Work request.
Reproduce each line from the records that holds "part".

Excerpts from a dataset
☆ ☆ ☆
PR #2561, opened 2022-08-02
chore: upgrade to react 17

leopuleo:
## Changes
This PR upgrades React from ~16 to ~17.

## How Has This Been Tested?

Manually and CI/CD


Pavel910 (approved):
This looks great, the changes to the code are minimal, it's mostly package.json updates.
We need to test what happens to projects that are created with React 16, and then get upgraded. But let's do it in a separate issue. I expect there will be some project upgrades to update resolutions and app dependencies in the user's projects.

PR #2568, opened 2022-08-08
feat: add Block Editor integration

neatbyte-vnobis:
## Changes
Add Block Editor page integration

## How Has This Been Tested?
Manual

## Documentation
None


Pavel910:
Add a message saying that there are no block categories, and a link to "Create a new category", like we have on the Pages view:
CleanShot 2022-08-10 at 10 08 45

CleanShot 2022-08-10 at 10 07 59


Add some padding to create block dialog, same as in the pages view. Feel free to use identical styles that are present in the Pages view, and render category title and a slug underneath:
CleanShot 2022-08-10 at 10 10 24

Change the `blockCategory` property to `category`, the `block` prefix is redundant:
CleanShot 2022-08-10 at 10 14 38

In Page Builder blocks list, it would be nice if categories could have icons and descriptions. For that we need to expand the Block Categories module to have an icon and a description. There already is an Icon Picker component, see here: `packages/app-headless-cms/src/admin/views/contentModelGroups/IconPicker.tsx`. You can just C/P the component, and we'll worry about reusability later. For a visual example, see `http://localhost:3001/cms/content-model-groups?new=true`

CleanShot 2022-08-10 at 12 20 02

For `blockCategories`, which you load and generate plugins in the `Editor.tsx`, you really don't need to complicate things with those plugins; you can simply have a Recoil Atom for that. It will be a lot easier to use that data anywhere you need, especially if you create a `useBlockCategories` hook.
CleanShot 2022-08-10 at 12 25 39@2x

Regarding the dotted element outline on the block preview img, don't worry about that for now. It's not related to element highlight, that's just how we styled elements in the editor. it's not vital at this point so don't bother with that.

neatbyte-vnobis:
@SvenAlHamad Please confirm part about "categories could have icons and descriptions"
it requires API changes (2 new fields), so we need to extend scope for these changes.
(or we can create an "improvement" task about it)

SvenAlHamad:
Hey @neatbyte-vnobis happy for your to invest the extra time to add the two fields. Please just confirm the estimate for this so I can update the milestone on upwork.

packages/app-page-builder/src/admin/views/PageBlocks/BlocksByCategoriesDataList.tsx
```diff
@@ -247,17 +255,45 @@ const BlocksByCategoriesDataList = ({ canCreate }: PageBuilderBlocksByCategories
...
+                                ))}
+                            </List>
+                        )}
+                    </React.Fragment>
+                </DialogContent>
+                <DialogActions>
+                    <ButtonDefault
+                        onClick={() => history.push("/page-builder/block-categories?new=true")}
+                    >
+                        + Create new block category
```
Pavel910: Grammar fix: `Create a new block category`

packages/app-page-builder/src/admin/views/PageBlocks/BlocksByCategoriesDataList.tsx
```diff
@@ -247,17 +255,45 @@ const BlocksByCategoriesDataList = ({ canCreate }: PageBuilderBlocksByCategories
             <Dialog
                 open={isNewPageBlockDialogOpen}
                 onClose={() => setIsNewPageBlockDialogOpen(false)}
+                className={narrowDialog}
             >
                 <DialogTitle>
                     <Typography use="headline5">Please select block category</Typography>
```
Pavel910: Grammar fix: `Please select a block category`

packages/app-page-builder/src/blockEditor/Editor.tsx
```diff
@@ -87,7 +84,10 @@ export const BlockEditor: React.FC = () => {
             <BlockEditorConfig />
             <LoadData>
                 <PbEditor
-                    stateInitializerFactory={createStateInitializer(block as BlockWithContent)}
+                    stateInitializerFactory={createStateInitializer(
+                        block as BlockWithContent,
+                        blockCategories as BlockCategoriesAtomType
```
Pavel910: As noted in my previous comment, you won't need this, if you move the whole logic of loading block categories into the hook.

packages/app-page-builder/src/blockEditor/Editor.tsx
```diff
@@ -48,11 +48,8 @@ export const BlockEditor: React.FC = () => {
             .then(({ data }) => {
                 const blockCategoriesData: PbBlockCategory[] =
                     get(data, "pageBuilder.listBlockCategories.data") || [];
-                blockCategoriesData.forEach(element => {
-                    createBlockCategoryPlugin({
-                        ...element
-                    });
-                });
+
```
Pavel910: To make this part reusable, I would move this whole section of `const blockCategories = client.query(...)` into the `useBlockCategories` hook, and then you also don't need to pass blocks to editor state initializer. So you would reuse that hook from both the block editor, as well as the page editor.

It just crossed my mind that you could also just use Apollo cache as state management for block categories, so you won't even need a recoil atom 🤦 (sorry I pushed you into that direction) . You basically just have the `useQuery` hook wrapped into a `useBlockCategories` hook, and all of a sudden it's reusable everywhere without any state management.

Something like this:
```ts
export const useBlockCategories() {
    const { data } = useQuery(LIST_BLOCK_CATEGORIES);

    return get(data, "pageBuilder.listBlockCategories.data") || [];
}
```

What do you think?

Pavel910 (changes requested):
@neatbyte-vnobis we're almost there. I'll just bother you with a few small things, and hopefully this is the last change request :)

Pavel910 (approved):
Thanks @neatbyte-vnobis! Feel free to merge this.

PR #2582, opened 2022-08-14
[TEST] Cypress tests for categories - MS3

razvanvancea:
## Changes
This PR contains new cypress tests on the categories (milestone 3). It also includes new data-test-ids on elements that the tests interact with.

## How Has This Been Tested?
All the new tests passed on local environment.


packages/app-page-builder/src/editor/ui/views/GeneralSettingsView.ts
```diff
@@ -40,6 +40,7 @@ export class GeneralSettingsView extends PageSettingsFormView {
                 name: "path",
                 label: "Path",
                 description: `For example: "/about-us". Must contain at least two characters.`,
+                dataTestId: "data-test-path",
```
adrians5j: The name of this test iD sounds a bit weird. 

Maybe something more specific, like `general-settings-path-input` ?

packages/app-page-builder/src/editor/plugins/elementSettings/text/TextSettings.tsx
```diff
@@ -208,6 +209,7 @@ const TextSettings: React.FC<TextSettingsProps> = ({ defaultAccordionValue, opti
                     rightCellSpan={7}
                 >
                     <SelectField
+                        data-testid={"data-test-typography"}
```
adrians5j: Let's be more explicit here as well and maybe use something like `text-settings-typography`.

BTW no need to use `data-test-` prefix. Doesn't add any value, just makes the ID longer ultimately.

packages/app-page-builder/src/editor/plugins/elementSettings/text/TextSettings.tsx
```diff
@@ -180,6 +180,7 @@ const TextSettings: React.FC<TextSettingsProps> = ({ defaultAccordionValue, opti
             <>
                 <Wrapper containerClassName={classes.grid} label={"Color"}>
                     <BaseColorPicker
+                        data-testid={"text-color-picker"}
```
adrians5j: To be more in-sync with the IDs below, let's also prefix this test ID with `text-settings` instead of `text`.

packages/app-page-builder/src/editor/plugins/elementSettings/delete/index.tsx
```diff
@@ -14,6 +14,7 @@ export default {
                     tooltip={"Delete element"}
                     shortcut={["Backspace", "Delete"]}
                     icon={<DeleteIcon />}
+                    data-testid={"delete-element"}
```
adrians5j: Let's rename to `element-settings-delete-element-button`.

Just so we're a little bit more explicit.

packages/app-page-builder/src/editor/plugins/elementSettings/components/ColorPicker.tsx
```diff
@@ -5,6 +5,7 @@ import { activeElementAtom, elementByIdSelector } from "../../../recoil/modules"
 import { Typography } from "@webiny/ui/Typography";
 import { Grid, Cell } from "@webiny/ui/Grid";
 import { useRecoilValue } from "recoil";
+import { string } from "yargs";
```
adrians5j: How did this end up in here? 🙂

packages/app-page-builder/src/editor/plugins/elementSettings/clone/index.tsx
```diff
@@ -10,7 +10,11 @@ export default {
     renderAction() {
         return (
             <CloneAction>
-                <Action tooltip={"Clone element"} icon={<CloneIcon />} />
+                <Action
+                    tooltip={"Clone element"}
+                    icon={<CloneIcon />}
+                    data-testid={"clone-element"}
```
adrians5j, line 16:
```suggestion
                    data-testid={"element-settings-clone-element-button"}
```

packages/app-page-builder/src/pageEditor/config/editorBar/PageSettings/PageSettingsButton.tsx
```diff
@@ -12,7 +12,13 @@ const PageSettingsButton: React.FC = () => {
         setState(true);
     }, []);
 
-    return <IconButton onClick={onClickHandler} icon={<SettingsIcon />} />;
+    return (
+        <IconButton
+            onClick={onClickHandler}
+            icon={<SettingsIcon />}
+            data-testid={"page-settings-btn"}
```
adrians5j, line 19:
```suggestion
            data-testid={"page-settings-button"}
```

packages/app-page-builder/src/editor/plugins/toolbar/addElement/index.tsx
```diff
@@ -14,6 +14,7 @@ export default {
                 plugin={this.name}
                 icon={<AddIcon />}
                 closeOtherInGroup={true}
+                data-testid={"add-element"}
```
adrians5j, line 17:
```suggestion
                data-testid={"add-element-button"}
```

packages/app-page-builder/src/editor/plugins/elementSettings/text/TextSettings.tsx
```diff
@@ -192,9 +193,9 @@ const TextSettings: React.FC<TextSettingsProps> = ({ defaultAccordionValue, opti
                         leftCellSpan={5}
                         rightCellSpan={7}
                     >
-                        <SelectField value={text.tag} onChange={updateTag}>
+                        <SelectField value={text.tag} onChange={updateTag} data-testid={"data-test-heading-type"}>
```
adrians5j: To be more in-sync with the IDs below, let's also prefix this test ID with `text-settings` instead of `data-test`.

adrians5j: Also, let's rename `heading-type` to `heading-select`.

packages/app-page-builder/src/editor/components/Editor/EditorSidebar.tsx
```diff
@@ -63,10 +63,10 @@ export const EditorSidebar: React.FC = React.memo(() => {
     return (
         <Elevation z={1} className={rightSideBar}>
             <Tabs value={sidebar.activeTabIndex} updateValue={setActiveTabIndex}>
-                <EditorSidebarTab label={"Style"}>
+                <EditorSidebarTab label={"Style"} data-testid={"style-data-test"}>
```
adrians5j, line 66:
```suggestion
                <EditorSidebarTab label={"Style"} data-testid={"editor-sidebar-style-tab"}>
```

packages/app-page-builder/src/editor/components/Editor/EditorSidebar.tsx
```diff
@@ -63,10 +63,10 @@ export const EditorSidebar: React.FC = React.memo(() => {
...
                     <StyleSettingsTabContent />
                 </EditorSidebarTab>
-                <EditorSidebarTab label={"Element"} disabled={!element}>
+                <EditorSidebarTab label={"Element"} disabled={!element} data-testid={"element-data-test"}>
```
adrians5j:
```suggestion
                <EditorSidebarTab label={"Element"} disabled={!element} data-testid={"editor-sidebar-element-tab"}>
```

packages/app-page-builder/src/editor/components/Element.tsx
```diff
@@ -139,6 +139,7 @@ const ElementComponent: React.FC<ElementPropsType> = ({
                     active={isActive || false}
                     style={{ ...defaultStyle, ...transitionStyles[state] }}
                     className={"webiny-pb-page-element-container"}
+                    data-testid={"pb-page-element"}
```
adrians5j, line 142:
```suggestion
                    data-testid={"page-element"}
```

I'd either loose the `pb-` prefix or update other test IDs and and it there as well.

packages/app-page-builder/src/editor/components/DropZone/Horizontal.tsx
```diff
@@ -46,13 +47,21 @@ export interface HorizontalPropsType {
...
 }
 
-const HorizontalComponent: React.FC<HorizontalPropsType> = ({ below, onDrop, isVisible, type }) => {
+const HorizontalComponent: React.FC<HorizontalPropsType> = props => {
+    const { below, onDrop, isVisible, type } = props;
     return (
         <Droppable type={type} isVisible={isVisible} onDrop={onDrop}>
             {({ isOver, drop }) => (
                 <div
+                    className={props["data-testid"]}
```
adrians5j: Do we need to pass the test ID to `className`? I don't think so, but correct me if I'm wrong.

packages/app-page-builder/src/editor/components/DropZone/Horizontal.tsx
```diff
@@ -1,6 +1,7 @@
 import React from "react";
 import Droppable, { DroppableIsVisiblePropType, DroppableOnDropPropType } from "../Droppable";
 import styled from "@emotion/styled";
+import { string } from "yargs";
```
adrians5j: Let's remove this.

cypress/support/commands.js
```diff
@@ -34,6 +34,7 @@ import "./fileManager/fmDeleteFile";
 import "./fileManager/fmDeleteAllFiles";
 import "./fileManager/fmListTags";
 import "cypress-mailosaur";
+import "@4tw/cypress-drag-drop";
```
adrians5j: Just dbl-checking, do we need this?

cypress/integration/admin/pageBuilder/page/importExportPages.spec.js
```diff
@@ -1,129 +1,131 @@
-// This test fails on import. It either times out or is unable to input the ZIP file URL. Invetigation required.
+Cypress.on('uncaught:exception', (err, runnable) => {
```
adrians5j: The goal here was to improve the stability of this test (reduce the flakiness).

Adding `uncaught:exception` handler and just hiding/ignoring the error is definitely not the way to go.

We need to analyze the test. For example, run it multiple times, and check if there are points in the test that sometimes pass / sometimes fail. Then, we need to figure out why this is happening.

cypress/integration/admin/pageBuilder/category/categories.spec.js
```diff
@@ -1,3 +1,4 @@
+import { divide } from "lodash";
```
adrians5j: Let's move tests that are not related to categories into a separate dedicate file, for example, `pageBuilderEditor.spec.js`.

adrians5j (changes requested):
The first iteration done.

Please check the comments when you get a chance. Also, feel free to ping me for any further questions.

Finally, please check CI/CD issues and the results of `/cypress` tests. Cypress tests did not run because of some initial code issues (nothing spectacular, but it does block the execution).

cypress/integration/admin/pageBuilder/page/importExportPages.spec.js
razvanvancea: from what I've seen so far the test fails because of a random console error thrown by the application itself - I thought instead of having this test skipped, it would add value to our execution by running and bypassing that error (I am assuming that random console error does not have a major impact as long as the test gets executed and the scenario passes all the asserts). However I will run the test again and send you that error

razvanvancea: image

adrians5j:
Checked the Cypress run, a couple of errors I spotted:

image

BTW, a bit of a background...

We run Cypress test suites twice, on two different Webiny setups: one with just DynamoDB database, the other one DynamoDB + ElasticSearch. Ultimately, both test suites need to pass.

Also, usually, when we see the same tests failing on each setup, that probably means it's not flakiness, it's actually something not working as expected (be it on the app code level or Cypress test code level). If a test is failing just on one setup (e.g. on DynamoDB + ElasticSearch setup), that usually is a hint that a test is flaky.

In the above sshot, we can see `categories.spec.js` failing only on the left side. That could be flakiness.

On the other hand, `searchAndSortCategories.spec.js` and `importExportPages.spec.js` fails on both setups. As mentioned, a good indicator that something is actually wrong.

In any case, we'll need to inspect these before we merge. Let me know if you'll need any extra help here.

@razvanvancea

PR #2590, opened 2022-08-23
feat: add icon and description fields to Block Categories

neatbyte-vnobis:
## Changes
Add two fields to Block Category: icon and description

## How Has This Been Tested?
Manual testing 

## Documentation
None


packages/app-page-builder/src/admin/plugins/icons/index.tsx
```diff
@@ -0,0 +1,48 @@
+import React from "react";
```
Pavel910, line 2: @neatbyte-vnobis please add a TODO comment at the top of the file:

```
TODO: find a way to avoid copying and registering icons twice (Headless CMS has an identical plugin)
```

This is for the core team to handle in the future.

packages/app-page-builder/src/admin/views/BlockCategories/DelayedOnChange.ts
```diff
@@ -0,0 +1,107 @@
+import * as React from "react";
```
Pavel910: Let's move this file to the `ui` package, because I see it also exists in the editor, and in the `app-headless-cms` package, so this is already the 3rd copy of it. You don't need to create a storybook file for it, just put in its own folder, like the other components, and use that in the `app-page-builder`.

CleanShot 2022-08-24 at 10 56 49

packages/app-page-builder/src/admin/views/BlockCategories/IconPicker.tsx
```diff
@@ -0,0 +1,230 @@
+import * as React from "react";
```
Pavel910, line 2: Add a TODO here as well please:

```
TODO: find a better way to share IconPicker with icons across apps.
```

Pavel910 (changes requested):
Just a few minor changes and this is ready to merge. Thanks!

packages/app-page-builder/src/admin/views/BlockCategories/DelayedOnChange.ts
neatbyte-vnobis: @Pavel910 there are few places where such component is used:
image
But there are 2 variants: as a class component and as a functional component.
I am not 100% sure they are completely same (but they looks similar).

Which variant is preferable for extraction? Should I replace other usages too?

Pavel910: @neatbyte-vnobis please use the functional component variant, and only do it for the page builder package; we'll take care of other packages, just to avoid running into rabbit holes with this PR :) Thanks!

Pavel910 (approved):
Looks good! Thanks! 👍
☆ ☆ ☆
Exercise output.
@SvenAlHamad Please confirm part about "categories could have icons and descriptions"
Pavel910: To make this part reusable, I would move this whole section of `const blockCategories = client.query(...)` into the `useBlockCategories` hook, and then you also don't need to pass blocks to editor state initializer. So you would reuse that hook from both the block editor, as well as the page editor.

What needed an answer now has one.